This article contains our strategy for today and what we were doing last night to prepare. We saw this dip coming and expected ~48k, but do we go lower?
Strategies to Live by
Now if you have been reading along you will recall the constant reminders to try and keep 10-15% of your portfolio in stable coins or cash at the ready. Today is a perfect example of why deploying all your cash might not be the best idea. Yes, you might get some more staking rewards or price exposure in the short term, however you likely will lose out on cost basis. Another strategy we have been preaching time in time again is to never buy your entire position at once on your bigger plays. Dollar-cost-averaging is powerful, especially during these massive crashes. A perfect example of these two strategies combined is for those who bought DOT on Nov 22nd (~43$). I have been buying dot slowly but found discounts at 35, 32, and now 28$, highly reducing my average buy in price. Today DOT is about 50% from its all-time-high, a ripe buy in.
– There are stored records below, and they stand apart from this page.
PR #148, opened 2015-06-11
Import course protected [#96516342]

### LINKED ISSUE #131: Add authorizations to the import form
Repository admins and curators can import courses. 

Authors cannot

giocalitri:
New APIs, tests for APIs and tests for protected import course

Created new apis for roles and learningresources: the idea is that to protect other sections we need to always check if the current object the user is working on belongs to a repo he can have access

closes #131

### DIFF
--- a/importer/tests/test_views.py
+++ b/importer/tests/test_views.py
@@ -8,11 +8,14 @@ import logging
 
 from learningresources.models import LearningResource, Course
 from learningresources.tests.base import LoreTestCase
+from roles.api import assign_user_to_repo_group, remove_user_from_repo_group
+from roles.api import GroupTypes
 
 from .test_import import get_course_zip
 
 HTTP_OK = 200
 UNAUTHORIZED = 403
+NOT_FOUND = 404
 
 log = logging.getLogger(__name__)
 
@@ -20,17 +23,106 @@ log = logging.getLogger(__name__)
 class TestViews(LoreTestCase):
     """Hit each view."""
 
+    def setUp(self):
+        super(TestViews, self).setUp()
+        self.import_url = "/repositories/{0}/import/"
+        self.import_url_slug = self.import_url.format(self.repo.slug)
+        self.repository_url = "/repositories/{0}/"
+        self.repository_url_slug = self.repository_url.format(self.repo.slug)
+
     def test_upload_get(self):
         """GET upload page."""
-        resp = self.client.get("/repositories/{0}/import".format(
-            self.repo.slug), follow=True)
+        resp = self.client.get(self.import_url_slug, follow=True)
         body = resp.content.decode("utf-8")
         self.assertTrue('enctype="multipart/form-data"' in body)
 
     def test_upload_get_bad_repo(self):
         """GET upload page."""
-        resp = self.client.get("/repositories/999/import", follow=True)
-        self.assertTrue(resp.status_code == UNAUTHORIZED)
+        self.assert_status_code(self.import_url.format("999"), NOT_FOUND)
+
+    def test_upload_with_permissions(self):
+        """GET upload page with different user permissions"""
+        def check_user_no_permission():
+            """
+            Helper function to check that the user has
+            no permission on the repo
+            """
+            # user cannot see the repository page
+            self.assert_status_code(
+                self.repository_url_slug,
+                UNAUTHORIZED
+            )
+            # and cannot see the import page
+            self.assert_status_code(
+                self.import_url_slug,
+                UNAUTHORIZED
+            )
+        self.logout()
+        self.login(self.USERNAME_NO_REPO)
+        # user has no permissions at all
+        check_user_no_permission()
+        # user has author permissions
+        assign_user_to_repo_group(
+            self.user_norepo,
+            self.repo,
+            GroupTypes.REPO_AUTHOR
+        )
+        # user can see the repository page
+        self.assert_status_code(
+            self.repository_url_slug,
+            HTTP_OK
+        )
+        # but cannot see the import for the repo
+        self.assert_status_code(
+            self.import_url_slug,
+            UNAUTHORIZED
+        )
+        # user has no permissions
+        remove_user_from_repo_group(
+            self.user_norepo,
+            self.repo,
+            GroupTypes.REPO_AUTHOR
+        )
+        check_user_no_permission()
+        # user has curator permissions
+        assign_user_to_repo_group(
+            self.user_norepo,
+            self.repo,
+            GroupTypes.REPO_CURATOR
+        )
+        # user can see the repository page
+        self.assert_status_code(
+            self.repository_url_slug,
+            HTTP_OK
+        )
+        # and can see the the import for the repo
+        self.assert_status_code(
+            self.import_url_slug,
+            HTTP_OK
+        )
+        # remove curator permissions
+        remove_user_from_repo_group(
+            self.user_norepo,
+            self.repo,
+            GroupTypes.REPO_CURATOR
+        )
+        check_user_no_permission()
+        # user has admin permissions
+        assign_user_to_repo_group(
+            self.user_norepo,
+            self.repo,
+            GroupTypes.REPO_ADMINISTRATOR
+        )
+        # user can see the repository page
+        self.assert_status_code(
+            self.repository_url_slug,
+            HTTP_OK
+        )
+        # and can see the the import for the repo
+        self.assert_status_code(
+            self.import_url_slug,
+            HTTP_OK
+        )
 
     def test_upload_post(self):
         """POST upload page."""
@@ -52,7 +144,7 @@ class TestViews(LoreTestCase):
         """Used multiple times in tests"""
         with open(get_course_zip(), "rb") as post_file:
             resp = self.client.post(
-                "/repositories/{0}/import/".format(self.repo.slug),
+                self.import_url_slug,
                 {"course_file": post_file, "repository": self.repo.id},
                 follow=True
             )
@@ -61,7 +153,7 @@ class TestViews(LoreTestCase):
     def test_invalid_form(self):
         """Upload invalid form"""
         resp = self.client.post(
-            "/repositories/{0}/import/".format(self.repo.slug),
+            self.import_url_slug,
             {}, follow=True
         )
         self.assertTrue(resp.status_code == HTTP_OK)
--- a/learningresources/tests/base.py
+++ b/learningresources/tests/base.py
@@ -35,6 +35,13 @@ class LoreTestCase(TestCase):
         """just a client logout"""
         self.client.logout()
 
+    def assert_status_code(self, url, code, return_body=False):
+        """Asserts the status code of GET attempt"""
+        resp = self.client.get(url, follow=True)
+        self.assertTrue(resp.status_code == code)
+        if return_body:
+            return resp.content.decode("utf-8")
+
     def setUp(self):
         """set up"""
         super(LoreTestCase, self).setUp()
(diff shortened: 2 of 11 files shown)


importer/tests/test_views.py
```diff
@@ -30,7 +33,53 @@ def test_upload_get(self):
...
         """GET upload page."""
         resp = self.client.get("/repositories/999/import", follow=True)
+        self.assertTrue(resp.status_code == NOT_FOUND)
+
+    def test_upload_with_permissions(self):
+        """GET upload page with different user permissions"""
+        self.logout()
+        self.login(self.USERNAME_NO_REPO)
+        # user has no permissions at all
+        resp = self.client.get("/repositories/{0}/import".format(
```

In our other media updates, we have been mentioning the potential to visit 48k, 48k is an area that BTC has visited often. While BTC looks gruesome on the daily chart, it looks pretty good on the weekly chart. I believe these wash outs and crashes are what will carry us into an extended bull market. When the market is overheated people are pressured to take profit because they are rich on paper, those who don’t sell don’t “realize” their profits. Therefore, a steady and slower grind upward is a healthier market condition. This price allows large holders to accumulate, it allows manipulators to buy in lower, it allows new retail to achieve a great initial buy in.
Using our two (sometimes three) tools to spot a market top, we do not believe we are there yet. Bear markets traditionally come after an aggressive blowoff top, a rebound and then a slow and endless downturn never recovering. The RSI was not overheated this past week, and old wallets were not selling. Do remember that BTC price action takes much less tokens to move because of the supply shock. It takes less whales or manipulators to affect the price action because there is less circulating supply, less supply provides massive potential volatility. Over leverage also increases the likelihood of these rather sudden downside moves. When the market washes out it reduces the heat of the market and causes a reset, when more people can reduce their cost basis, they are likely to hold and dollar-cost-average over time.